Segundo a agência, Nemiro entrou nos Estados Unidos com visto em outubro de 2011 e permaneceu depois do vencimento, em agosto de 2012. A checagem também encontrou condenações por agressão agravada com arma e conduta desordeira, além de registros de prisões por outros delitos. A ICE o prendeu em San Francisco, e ele foi colocado em processo de remoção.
Esse episódio mostra uma função diferente da análise antifraude: verificar se a identidade declarada corresponde aos registros disponíveis e se há fatos relevantes para a elegibilidade ou para a atuação de outra agência.
O que os quatro casos têm em comum
Nenhum dos comunicados anuncia uma nova regra de documentação para todos os requerentes. Também não há base oficial para afirmar que qualquer um desses casos, isoladamente, criou exigências adicionais para um formulário específico.

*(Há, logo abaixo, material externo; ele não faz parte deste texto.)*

PR #627, opened 2018-08-02
Improve deriving of trait impls

sdroege:
See https://github.com/gtk-rs/glib/pull/367 for context

This is WIP

### DIFF
--- a/src/analysis/functions.rs
+++ b/src/analysis/functions.rs
@@ -20,7 +20,7 @@ use analysis::safety_assertion_mode::SafetyAssertionMode;
 use analysis::signatures::{Signature, Signatures};
 use config;
 use env::Env;
-use library::{self, Function, FunctionKind, Nullable, Parameter, ParameterScope, Type};
+use library::{self, Function, FunctionKind, Nullable, Parameter, ParameterScope, Type, Transfer};
 use nameutil;
 use std::borrow::Borrow;
 use traits::*;
@@ -137,6 +137,61 @@ pub fn analyze<F: Borrow<library::Function>>(
     funcs
 }
 
+fn fixup_gpointer_parameter(
+    env: &Env,
+    type_tid: library::TypeId,
+    parameters: &mut Parameters,
+    idx: usize
+) {
+    use analysis::ffi_type;
+
+    let instance_parameter = idx == 0;
+
+    let glib_name = env.library.type_(type_tid).get_glib_name().unwrap();
+    let ffi_name = ffi_type::ffi_type(env, type_tid, &glib_name).unwrap();
+    parameters.rust_parameters[idx].typ = type_tid;
+    parameters.c_parameters[idx].typ = type_tid;
+    parameters.c_parameters[idx].instance_parameter = instance_parameter;
+    parameters.c_parameters[idx].ref_mode = RefMode::ByRef;
+    parameters.c_parameters[idx].transfer = Transfer::None;
+    parameters.transformations[idx] = Transformation {
+        ind_c: idx,
+        ind_rust: Some(idx),
+        transformation_type: TransformationType::ToGlibPointer {
+            name: parameters.rust_parameters[idx].name.clone(),
+            instance_parameter: instance_parameter,
+            transfer: Transfer::None,
+            ref_mode: RefMode::ByRef,
+            to_glib_extra: String::new(),
+            explicit_target_type: format!("*mut {}", ffi_name),
+            pointer_cast: " as glib_ffi::gconstpointer".into(),
+        },
+    };
+}
+
+fn fixup_special_functions(
+    env: &Env,
+    name: &str,
+    type_tid: library::TypeId,
+    parameters: &mut Parameters
+) {
+    // Workaround for some _hash() / _compare() / _equal() functions taking
+    // "gconstpointer" as arguments instead of the actual type
+    if name == "hash" && parameters.c_parameters.len() == 1 {
+        if parameters.c_parameters[0].c_type == "gconstpointer" {
+            fixup_gpointer_parameter(env, type_tid, parameters, 0);
+        }
+    }
+
+    if (name == "compare" || name == "equal" || name == "is_equal") && parameters.c_parameters.len() == 2 {
+        if parameters.c_parameters[0].c_type == "gconstpointer" &&
+           parameters.c_parameters[1].c_type == "gconstpointer" {
+            fixup_gpointer_parameter(env, type_tid, parameters, 0);
+            fixup_gpointer_parameter(env, type_tid, parameters, 1);
+        }
+    }
+}
+
 fn analyze_function(
     env: &Env,
     name: String,
@@ -188,6 +243,8 @@ fn analyze_function(
     );
     parameters.analyze_return(env, &ret.parameter);
 
+    fixup_special_functions(env, name.as_str(), type_tid, &mut parameters);
+
     for (pos, par) in parameters.c_parameters.iter().enumerate() {
         assert!(
             !par.instance_parameter || pos == 0,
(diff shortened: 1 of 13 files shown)


src/analysis/functions.rs
```diff
@@ -188,6 +188,67 @@ fn analyze_function(
     );
     parameters.analyze_return(env, &ret.parameter);
 
+    // Workaround for some _hash() / _compare() / _equal() functions taking
+    // "gconstpointer" as arguments instead of the actual type
```
sdroege: This is all a bit ugly (should be moved to a separate function too) but the main problem is that we use `to_glib_none().0` but the FFI functions expects a `*const c_void` and not a `*mut WhateverFFIType`.

@EPashkin How would we solve this best? Apart from that this is working fine

EPashkin: IMHO this solution fine if separated to function,
other option is replace type parameter on preprocess stage if mode normal (or in sys too to remove "*const void" from member functions)

sdroege: The problem is how to to make the FFI function accept the right type, or how to add the correct cast after `to_glib_none().0`.

Would you prefer to have those functions fixed up in FFI to take the actual type instead of gconstpointer?

EPashkin: I thought that `to_glib_extra` help with ` as *const _` but I was wrong.
Currently I don't see way to add something after `.to_glib_none().0"`.
Fixing in FFI IMHO removed uncertainness  about parameter meaning,
but it will don't works good for traited `compare`, so also not solution.
So actual solution seems add analog `to_glib_extra` to `TransformationType::ToGlibPointer` and fill it here

sdroege: ok thanks :)

sdroege: Works for GLib but not for `GObjects`

```
error[E0282]: type annotations needed
   --> src/auto/file.rs:816:30
    |
816 |             ffi::g_file_hash(self.to_glib_none().0 as glib_ffi::gconstpointer)
    |                              ^^^^^^^^^^^^^^^^^^^^^^^^^^^^^^^^^^^^^^^^^^^^^^^^ cannot infer type for `P`
```

Need to call a specific `to_glib_none()` here for the target type. Do we have infrastructure for that?

EPashkin: We don't have, I even can't write oneline here that return right type.
Seems for function in trait we need use 2 transformation:
TransformationType::ToGlibStash, 
new transformation that was part of TransformationType::Into for with_stash = true
Last need changed too to allow define type.
Name for new transformation IMHO better be "ToGlibStash" with old renamed to "UseGlibStash"
Problem with name of this variable, and I can't get working code :(
Last try
```
    fn hash(&self) -> u32 {
        unsafe {
            let this: Stash<*mut ffi::GFileIface, _> = self.to_glib_none();
            ffi::g_file_hash(this.0 as *const _)
        }
    }
```

sdroege:
```rust
    fn hash(&self) -> u32 {
        unsafe {
            ffi::g_file_hash(ToGlibPtr::<*mut ffi::GFile>::to_glib_none(self).0 as glib_ffi::gconstpointer)
        }
    }
```

This works. I guess that can relatively easily be special-cased

sdroege: @EPashkin How do I get a string of the FFI type name (`*mut ffi::GFile`) from a type ID in GIR?

EPashkin: You need add it too, all function in ffi_type.rs need "inner" string.
Use `Type::glib_get_name()` https://github.com/gtk-rs/gir/blob/master/src/analysis/ffi_type.rs#L126
and `fix_name` here.

sdroege: implemented that now and it seems to work. To the next step! :)

sdroege: Feel free to review the existing commits already btw, everything else is only on top of this

src/analysis/functions.rs
```diff
@@ -137,6 +137,89 @@ pub fn analyze<F: Borrow<library::Function>>(
...
+        if parameters.c_parameters[0].c_type == "gconstpointer" {
+            use analysis::ffi_type;
+
+            parameters.rust_parameters[0].typ = type_tid;
+            parameters.c_parameters[0].typ = type_tid;
+            parameters.c_parameters[0].instance_parameter = true;
+            parameters.c_parameters[0].ref_mode = RefMode::ByRef;
+            parameters.c_parameters[0].transfer = Transfer::None;
+            let glib_name = env.library.type_(type_tid).get_glib_name().unwrap();
+            let ffi_name = ffi_type::fix_name(env, type_tid, &glib_name).unwrap();
```
EPashkin: This 2 lines IMHO better be function in `ffi_type` without making `ffi_type::fix_name` public.

EPashkin:
Looks very good.
My only worry, that I don't understand why `impl hash::Hash` and other don't generated for traited Gio.File, Gio.Icon

src/analysis/functions.rs
```diff
@@ -137,6 +137,89 @@ pub fn analyze<F: Borrow<library::Function>>(
...
+            parameters.transformations[0] = Transformation {
+                ind_c: 0,
+                ind_rust: Some(0),
+                transformation_type: TransformationType::ToGlibPointer {
+                    name: parameters.rust_parameters[0].name.clone(),
+                    instance_parameter: true,
+                    transfer: Transfer::None,
+                    ref_mode: RefMode::ByRef,
+                    to_glib_extra: String::new(),
+                    explicit_target_type: format!("*mut {}", ffi_name),
```
EPashkin: Maybe better use "*const" here, as we IMHO always implemented it too

EPashkin: and maybe use this only if function in trait

sdroege: > Maybe better use "*const" here, as we IMHO always implemented it too

I think that's not implemented for `Shared`, not sure. Will check

sdroege:
> My only worry, that I don't understand why impl hash::Hash and other don't generated for traited Gio.File, Gio.Icon

See https://github.com/gtk-rs/glib/pull/367#discussion_r207158491 . It's intentional and expected

EPashkin:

O padrão verificável é institucional. A USCIS não atua somente como recebedora de formulários. Sua diretoria antifraude, seus sistemas de triagem e a cooperação com HSI, ICE, polícia local e Departamento de Justiça podem transformar inconsistências administrativas em encaminhamentos investigativos.
Para quem apresenta um pedido legítimo, a conclusão prática é manter coerência entre formulário e documento de origem. Certificação médica precisa vir de profissional habilitado; relato de crime deve corresponder ao registro policial e aos fatos; nacionalidade e identidade precisam ser sustentadas pelos documentos corretos; um intermediário não pode inventar uma história para criar elegibilidade.
Promessas de atalho por meio de laudo, ocorrência ou identidade fictícia transferem o risco para o requerente. Assinar um formulário significa confirmar seu conteúdo, ainda que outra pessoa o tenha preparado.
Os casos também pedem cuidado de linguagem. Acusação não é condenação, prisão não é sentença e triagem não equivale a fraude. Tratar cada fase corretamente é parte da mesma integridade documental que as agências dizem buscar.
Este conteúdo tem finalidade informativa e não constitui aconselhamento jurídico ou migratório individual. Acusações permanecem alegações até decisão judicial. Para avaliar um processo específico, consulte fontes oficiais e um profissional jurídico habilitado.